What to work on: Repeat everything in the listing below. Keep each line exact.

Data provided:
Issue #176, opened 2026-06-20
Build on MacOS / Darwin with nix


dwt:
Hi there,

I'm trying to package `zmx` for nixpkgs, and am currently failing miserable to get the zig build working on darwin and linux. This is probably because I do not know anything about `zig`. :)

What I have tried is listed here: https://github.com/NixOS/nixpkgs/pull/533683

What you do in the local flake seems nicer, but doesn't seem to be workable in `nixpkgs`, as I do not have access to `github:Cloudef/zig2nix` in there (if I am not mistaken).

When I try my current build, it just seems to hang in the zig compiler and produce no output, not sure at all what is going on there.

Some help would be very much appreciated.

Also I couldn't finde any GitHub Actions that build the Mac binaries - am I just blind or are there no published instructions how to reproduce the build of the Mac binaries?

adrian-gierakowski:
There is a flake for zmx here which apparently works on Darwin https://github.com/thrawny/zmx-flake/blob/2970a3a23d80214a61af247df521beb862f5a0d7/flake.nix#L47

dwt:
That actually got me on the right track, I now have a working pull request at https://github.com/NixOS/nixpkgs/pull/533683

I would very much welcome a review from @neurosnap or anyone else in this community

dwt:
If wanted, I could try to rework the flake build in this repo to also work on darwin. I won't have time for this immediately, but if wanted I can probably now provide a pull request.

dwt:
The zmx package got merged into nixpkgs, [you can follow it's progress through the branches here](https://nixpk.gs/pr-tracker.html?pr=533683)

neurosnap:
Hi, what's the status of this issue?

dwt:
zmx is successfully packaged in nixpkgs unstable, and will be part of the next stable release. I would like to follow up with a pull request to this repo that documents this installation path in addition to the others. We can close this if you like - I would appreciate a 👍 if you would take such a pull request.

theutz:
Sorry for the necropost, but I wasn't able to build v0.7.0 on Darwin using the wonderful work that you did on v0.6.0 for nixpkgs. I attempted to fix it myself, but I have 0 experience with packaging anything for Zig. It seemed like dependency called `bindings` was failing to build properly.

theutz:
I can redirect this conversation to nixpkgs if you'd prefer. But I thought I'd post it here in case anyone else stumbled through here first.

dwt:
[...]

PR #190, opened 2026-07-08
Fix darwin build

dwt:
This modifies the build so the flake builds correctly on darwin.

`nix flake show` still creates an IFD in the zig2nix flake, but that was a problem before and could be solved by setting pname and version in the package - so nothing that got worse with this patch.

I have mentioned this in #176 - which didn't get an answer, I've provided this pull request anyway int he hope that it is minimal enough to be mergeable.

### DIFF
--- a/flake.nix
+++ b/flake.nix
@@ -10,7 +10,7 @@
     let
       flake-utils = zig2nix.inputs.flake-utils;
     in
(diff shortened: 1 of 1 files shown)


neurosnap (approved):
Thank you for the contribution.  I don't use nix so I'm merging without validating the change.

PR #195, opened 2026-07-13
Fix nix build failure: Update zig2nix lock

thrawny:
Regenerates `build.zig.zon2json-lock` for the newer Ghostty dependency.

The previous generated lock was stale relative to `build.zig.zon`, which meant Nix builds could enter Zig's dependency fetch path and fail in the sandbox with DNS/network errors.

The lock was generated explicitly with Zig 0.15.2; zig2nix's unversioned `latest` app now uses Zig 0.16 and produces a different cache format.

## Verification

- `nix eval --raw .#packages.x86_64-linux.default.drvPath`
- `nix build .#packages.x86_64-linux.default --print-out-paths --no-link`


neurosnap (approved):
thanks!

PR #202, opened 2026-07-22
fix(send): avoid taking client leadership

### LINKED ISSUE #201: [discussion] automation input (zmx send) should not take leadership
## Context
v0.5.0 introduced client leadership: the last client to send user-input bytes becomes the leader, and on promote the daemon asks that client for its window size and resizes the PTY if `.Resize` recieved.

But today `zmx send` speaks the same `.Input` IPC tag as an attached client's keyboard. So a short-lived send connection can:
1. briefly become leader
2. get asked to report a winsize (often while already disconnecting, the PTY size is left unchanged)
3. clear the leader on close (`leader_client_fd = null`), without handing leadership back to any remaining attach client

## Proposal (for discussion)

Add an inject/bypass path that only calls `queuePtyInput` — no `setLeader`, no resize probe. 

Sketch options:

1. **New IPC tag** (e.g. `Inject = 14`), and switch `send` call over, but it's kinda breaking change for `send` command.
2. **Opt-in flag / subcommand** (`zmx send --inject` or `zmx inject`) if changing default `send` behavior considered not elegant enough.

Happy to hear which shape you prefer before a PR.

LucasIcarus:
## Summary

- Add a dedicated `.Send` IPC tag for `zmx send`.
- Queue send input without changing the active leader or requesting a resize.
- Keep `.Input` behavior unchanged for attached clients.

Fixes #201.

## Tag name

I used `.Send` for now. It maps directly to `zmx send` and keeps `.Input` for attached clients, but I'm very open to renaming it. `Inject` was the other obvious option, though it felt a little odd.

## Tests

- `zig build test`
- `bats test` (39/39)

Older daemons ignore the new tag, so existing sessions need to be restarted after upgrading for `send` to work.

### DIFF
--- a/CHANGELOG.md
+++ b/CHANGELOG.md
@@ -19,6 +19,7 @@ Use spec: https://common-changelog.org/
 - `zmx run` will now detect heredocs and add the completion marker to a newline
 - Race between `zmx kill X; zmx run X`
 - Improved claim leader detection
+- `zmx send` no longer claims client leadership or triggers a resize probe
 - Improved `ctrl+\` key detection
 - Support for linux kernel < 4.11 by avoiding statx calls
 
--- a/src/ipc.zig
+++ b/src/ipc.zig
@@ -22,8 +22,9 @@ pub const Tag = enum(u8) {
     LabelSet = 15,
     LabelClear = 16,
     LabelData = 17,
+    Send = 18,
     // Non-exhaustive: this enum comes off the wire via bytesToValue and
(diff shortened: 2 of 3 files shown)


LucasIcarus:
@neurosnap  Can have a quick check when u r available  ღ( ´･ᴗ･` )

neurosnap:
This looks right to me, I'll test it locally before merging, and address any issues that come up.  Thanks!

neurosnap:
8ba312d731af09173c115a9b5ba3962c18d3a184

Thanks!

Exercise result:
Issue #176, opened 2026-06-20
Build on MacOS / Darwin with nix


dwt:
Hi there,

I'm trying to package `zmx` for nixpkgs, and am currently failing miserable to get the zig build working on darwin and linux. This is probably because I do not know anything about `zig`. :)

What I have tried is listed here: https://github.com/NixOS/nixpkgs/pull/533683

What you do in the local flake seems nicer, but doesn't seem to be workable in `nixpkgs`, as I do not have access to `github:Cloudef/zig2nix` in there (if I am not mistaken).

When I try my current build, it just seems to hang in the zig compiler and produce no output, not sure at all what is going on there.

Some help would be very much appreciated.

Also I couldn't finde any GitHub Actions that build the Mac binaries - am I just blind or are there no published instructions how to reproduce the build of the Mac binaries?

adrian-gierakowski:
There is a flake for zmx here which apparently works on Darwin https://github.com/thrawny/zmx-flake/blob/2970a3a23d80214a61af247df521beb862f5a0d7/flake.nix#L47

dwt:
That actually got me on the right track, I now have a working pull request at https://github.com/NixOS/nixpkgs/pull/533683

I would very much welcome a review from @neurosnap or anyone else in this community

dwt:
If wanted, I could try to rework the flake build in this repo to also work on darwin. I won't have time for this immediately, but if wanted I can probably now provide a pull request.

dwt:
The zmx package got merged into nixpkgs, [you can follow it's progress through the branches here](https://nixpk.gs/pr-tracker.html?pr=533683)

neurosnap:
Hi, what's the status of this issue?

dwt:
zmx is successfully packaged in nixpkgs unstable, and will be part of the next stable release. I would like to follow up with a pull request to this repo that documents this installation path in addition to the others. We can close this if you like - I would appreciate a 👍 if you would take such a pull request.

theutz:
Sorry for the necropost, but I wasn't able to build v0.7.0 on Darwin using the wonderful work that you did on v0.6.0 for nixpkgs. I attempted to fix it myself, but I have 0 experience with packaging anything for Zig. It seemed like dependency called `bindings` was failing to build properly.

theutz:
I can redirect this conversation to nixpkgs if you'd prefer. But I thought I'd post it here in case anyone else stumbled through here first.

dwt:
[...]

PR #190, opened 2026-07-08
Fix darwin build

dwt:
This modifies the build so the flake builds correctly on darwin.

`nix flake show` still creates an IFD in the zig2nix flake, but that was a problem before and could be solved by setting pname and version in the package - so nothing that got worse with this patch.

I have mentioned this in #176 - which didn't get an answer, I've provided this pull request anyway int he hope that it is minimal enough to be mergeable.

### DIFF
--- a/flake.nix
+++ b/flake.nix
@@ -10,7 +10,7 @@
     let
       flake-utils = zig2nix.inputs.flake-utils;
     in
(diff shortened: 1 of 1 files shown)


neurosnap (approved):
Thank you for the contribution.  I don't use nix so I'm merging without validating the change.

PR #195, opened 2026-07-13
Fix nix build failure: Update zig2nix lock

thrawny:
Regenerates `build.zig.zon2json-lock` for the newer Ghostty dependency.

The previous generated lock was stale relative to `build.zig.zon`, which meant Nix builds could enter Zig's dependency fetch path and fail in the sandbox with DNS/network errors.

The lock was generated explicitly with Zig 0.15.2; zig2nix's unversioned `latest` app now uses Zig 0.16 and produces a different cache format.

## Verification

- `nix eval --raw .#packages.x86_64-linux.default.drvPath`
- `nix build .#packages.x86_64-linux.default --print-out-paths --no-link`


neurosnap (approved):
thanks!

PR #202, opened 2026-07-22
fix(send): avoid taking client leadership

### LINKED ISSUE #201: [discussion] automation input (zmx send) should not take leadership
## Context
v0.5.0 introduced client leadership: the last client to send user-input bytes becomes the leader, and on promote the daemon asks that client for its window size and resizes the PTY if `.Resize` recieved.

But today `zmx send` speaks the same `.Input` IPC tag as an attached client's keyboard. So a short-lived send connection can:
1. briefly become leader
2. get asked to report a winsize (often while already disconnecting, the PTY size is left unchanged)
3. clear the leader on close (`leader_client_fd = null`), without handing leadership back to any remaining attach client

## Proposal (for discussion)

Add an inject/bypass path that only calls `queuePtyInput` — no `setLeader`, no resize probe. 

Sketch options:

1. **New IPC tag** (e.g. `Inject = 14`), and switch `send` call over, but it's kinda breaking change for `send` command.
2. **Opt-in flag / subcommand** (`zmx send --inject` or `zmx inject`) if changing default `send` behavior considered not elegant enough.

Happy to hear which shape you prefer before a PR.

LucasIcarus:
## Summary

- Add a dedicated `.Send` IPC tag for `zmx send`.
- Queue send input without changing the active leader or requesting a resize.
- Keep `.Input` behavior unchanged for attached clients.

Fixes #201.

## Tag name

I used `.Send` for now. It maps directly to `zmx send` and keeps `.Input` for attached clients, but I'm very open to renaming it. `Inject` was the other obvious option, though it felt a little odd.

## Tests

- `zig build test`
- `bats test` (39/39)

Older daemons ignore the new tag, so existing sessions need to be restarted after upgrading for `send` to work.

### DIFF
--- a/CHANGELOG.md
+++ b/CHANGELOG.md
@@ -19,6 +19,7 @@ Use spec: https://common-changelog.org/
 - `zmx run` will now detect heredocs and add the completion marker to a newline
 - Race between `zmx kill X; zmx run X`
 - Improved claim leader detection
+- `zmx send` no longer claims client leadership or triggers a resize probe
 - Improved `ctrl+\` key detection
 - Support for linux kernel < 4.11 by avoiding statx calls
 
--- a/src/ipc.zig
+++ b/src/ipc.zig
@@ -22,8 +22,9 @@ pub const Tag = enum(u8) {
     LabelSet = 15,
     LabelClear = 16,
     LabelData = 17,
+    Send = 18,
     // Non-exhaustive: this enum comes off the wire via bytesToValue and
(diff shortened: 2 of 3 files shown)


LucasIcarus:
@neurosnap  Can have a quick check when u r available  ღ( ´･ᴗ･` )

neurosnap:
This looks right to me, I'll test it locally before merging, and address any issues that come up.  Thanks!

neurosnap:
8ba312d731af09173c115a9b5ba3962c18d3a184

Thanks!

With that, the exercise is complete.